There are many ways to go in and mark someone’s campaign member status as “Donated” – here are a few.
- go change the value manually every time there’s a donation by going into the campaign record and searching for that contact (and the other member of the household)
- run a report and search for “Accounts and Households” whose Last Household Donation Date = last 90 days, and mark those Contacts (in as many campaigns as needed) with the status of “Donated”
- use Anne Crawford’s Apsona trick (need the free Apsona app installed to do so):
- build advanced process builder functionality using Karen Fitton’s detailed process to tag campaign members automatically
Deduping by Household
But wait! What if I now have both spouses from a household in my campaign (since you can only add Contacts to a Campaign, not Accounts or Households). How can I make sure that each household only gets one letter? The developers of the Nonprofit Starter Pack have added a button at the top of the Campaign Record called “Household Mailing List”.
Once all Contacts are in your Campaign – hit this button to create your final snail mailing list.
From the default button you’ll hit the standard NPSP Campaign Household Mailing List. SAVE THIS AS another name so you don’t override the default button. Notice that the report is filtered by “Member Status does not contain Duplicate”. That’s because the Nonprofit Starter Pack code is running in the background, and adding the word “duplicate” to the campaign member status values you created if there is more than one contact from a household or account in your campaign.
You can customize this report to get the fields you want for mailing, like “Formal Greeting” or “Account Name”. Make sure you keep the filter to exclude member status values that containt “duplicate”.
Don’t see the Household Mailing List button?
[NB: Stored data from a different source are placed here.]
PR #817, opened 2022-01-17
ci: add architecture specification to agent label

jakubgs:
Should fix errors like:
```
clang: error: the clang compiler does not support '-march=native'
```
Caused by hitting the Apple M1 `arm64` host.


jm-clius (approved):
Thanks!

PR #829, opened 2022-01-24
stop sockets after use in test_waku_store.nim

kaiserd:
This PR closes switches after use in test_waku_store.
[Stopping switches](https://github.com/status-im/nim-libp2p/blob/58f383e661521314df314e7096c24db5a7490372/libp2p/switch.nim#L209) frees the transport resources, which means closing TCP ports in waku_store_test.
(A TCP-based switch holds a set of `StreamServer`s in its `TcpTransport` object, which when [stopped](https://github.com/status-im/nim-chronos/blob/519ca463dfd060dfec64a221b8e39e06a70860d3/chronos/transports/stream.nim#L1753),
 waits to be [closed](https://github.com/status-im/nim-chronos/blob/519ca463dfd060dfec64a221b8e39e06a70860d3/chronos/transports/stream.nim#L1806), which then [closes](https://github.com/status-im/nim-chronos/blob/519ca463dfd060dfec64a221b8e39e06a70860d3/chronos/transports/stream.nim#L1804) the socket.)

### DIFF
--- a/tests/v2/test_waku_store.nim
+++ b/tests/v2/test_waku_store.nim
@@ -54,6 +54,11 @@ procSuite "Waku Store":
 
     check:
       (await completionFut.withTimeout(5.seconds)) == true
+
+    # free resources
+    await allFutures(dialSwitch.stop(),
+      listenSwitch.stop())
+
   asyncTest "handle query with multiple content filters":
     let
       key = PrivateKey.random(ECDSA, rng[]).get()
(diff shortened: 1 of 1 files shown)


kaiserd:
I added a minor change renaming in `asyncTest "resume message history"`
dialSwitch2 -> dialSwitch3
proto2 -> proto3
It worked before because the local proto2 and dialSwitch2 shadow the outer ones; however, imho, it is clearler like this.

jm-clius:
Mmm, seems like CI is now failing for `jenkins/prs/macos` and `jenkins/prs/windows`. I've restarted those jobs, just in case it was due to a temporary resource contention error. I wouldn't expect them to fail anymore after the recent CI fixes. (`Test / windows` failure still expected.)

jm-clius (approved):
LGTM. Thanks.

oskarth (approved):
Thanks for the cleanup PR!

Issue #828, opened 2022-01-24
`nwaku` for operators trial


jm-clius:
# Background

One of the main takeaways from the [Q4 2022 Vac Sustainability and Business Workshop](https://forum.vac.dev/t/vac-sustainability-and-business-workshop/116#q1-goals-draft-37) was _the need for `nwaku` to settle into a niche of being an easy-to-install, easy-to-monitor, lightweight and robust option for user-run Waku v2 nodes._

Currently the main obstacles to achieving this goal is:
- incomplete or unclear documentation for users on how to set up and dimension their own `nwaku` nodes for different protocols
- limited pre-compiled binaries for easy setup (users usually need to clone the repo and build `nwaku` themselves, seldomly a smooth process)
- limited insight into actual robustness of running a `nwaku` node in the long term, especially for lesser-used protocols, such as `filter` and `lightpush`
- limited visibility (e.g. a metric) of the number of user-run nodes in the default Waku v2 network and number of applications using Waku v2
- lack of ambient peer discovery

# What do we want to achieve as a first step?

This issue tracks the work necessary to launch a Vac-internal operator-run node trial. Specifically, we want:

## Goal 1: Team-internal operators set up own `nwaku` nodes

Operators to follow instructions to set up their own `nwaku` node using a precompiled binary that:
- participates and is discoverable in the default `relay` network
- provides a dimensioned `store`
- provide `lightpush` and `filter` capabilities

Between team members we could probably run a hybrid network of nodes on at least Windows, Linux and MacOS.

## Goal 2: Operators monitor their nodes

Operators to follow instructions to monitor their nodes, e.g. using an included metrics dashboard, looking at logs, etc.

## Goal 3: Operators to provide informal, weekly updates

This should track two main qualitative metrics:
1. "How easy is it to operate a node?"
- feedback on documentation/instructions. What are the gaps in knowledge that should be bridged/obscured from end users?
- are the included tooling enough for operation?
- feedback re available metrics/logs and their usefulness
- feedback re metrics dashboard
2. "How well does the node run?"
- i.e. how stable has it been running as far as you can tell from metrics/logs
- how many stable connections does the node maintain
- how many new, useful peers has the node discovered (only PX during trial)

As a team we can use the various `chat2` clients to simulate different scenarios during the trial, to ensure we properly test `filter`, `lightpush`, etc.

# What do we have already?

[...]

PR #831, opened 2022-01-25
Improve node metrics

jm-clius:
Minor PR towards #828 

It adds:
1. A dimension to the message counter to keep track of the number of `contentTopic`s in the network. This should enable us to build Prometheus queries to view i.a. the number of applications using the network.
2. A metric to track the number and type of connections initiated by the nwaku node. This will allow us to monitor number of connections initiated due to static configuration, dns discovery, discv5, API calls, and more.
3. Some error handling for failed connections initiated by this node.

For (2) it was necessary to clean up the `connect` and `dial` API in `wakunode2` (somewhat).

There is some parallel work ongoing to update the bundled Grafana dashboard accordingly.

### DIFF
--- a/waku/v2/node/wakunode2.nim
+++ b/waku/v2/node/wakunode2.nim
@@ -252,7 +252,10 @@ proc subscribe(node: WakuNode, topic: Topic, handler: Option[TopicHandler]) =
       if (not node.wakuStore.isNil):
         await node.wakuStore.handleMessage(topic, msg.value())
 
-      waku_node_messages.inc(labelValues = ["relay", msg.value().contentTopic])
+      # Increase message counter
+      let ctLabel = if msg.value().contentTopic.len > 0: msg.value().contentTopic
+                    else: "none"
+      waku_node_messages.inc(labelValues = ["relay", ctLabel])
 
   let wakuRelay = node.wakuRelay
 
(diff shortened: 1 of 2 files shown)


staheri14 (approved):
Looks good!

waku/v2/node/wakunode2.nim
```diff
@@ -433,7 +434,7 @@ proc mountFilter*(node: WakuNode, filterTimeout: Duration = WakuFilterTimeout) {
     info "push received"
     for message in msg.messages:
       node.filters.notify(message, requestId) # Trigger filter handlers on a light node
-      waku_node_messages.inc(labelValues = ["filter"])
+      waku_node_messages.inc(labelValues = ["filter", message.contentTopic])
```
oskarth, line 437: What if contentTopic isn't filled out? IIRC it is a SHOULD, do we want to assert this?

oskarth (approved):

waku/v2/node/wakunode2.nim
jm-clius: Good point. It will write an empty string to Prometheus, which I imagined would still be query-able, but [quick search](https://github.com/grafana/grafana/issues/19410) makes it seem like it won't be straightforward to extract label values. Probably best to add a placeholder label for messages without content topic, like `"none"`.

jm-clius: Addressed in ae3e1cc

See next step in documentation.
Adding the “Household Mailing List Report” to the top of the Campaign
If you’re not seeing the “Household Mailing List” report at the top of your Campaign detail page, then you may need to add it. Here’s the steps (first go to Setup):
(see screenshots in Power of Us Hub documentation)
Other Apps that could Help
There are some great “apps” out there to help segment campaigns – combine campaigns into one, and view donors of another. Check out
Campaign Combiner – allows users to add campaign members from multiple campaigns into a target campaign, or exclude members who belong to multiple campaigns. Free. No current support.
Campaign Segmentation Wizard – this doesn’t do true segmentation like we’ve outlined above, but will randomly split your campaign into groups to do A/B testing. Free.
AAKonsult Campaign Status – setup a list of default status values by Campaign Type and the system automatically assigns. Free.
Thanks to TJ Warfield for these app recommendations!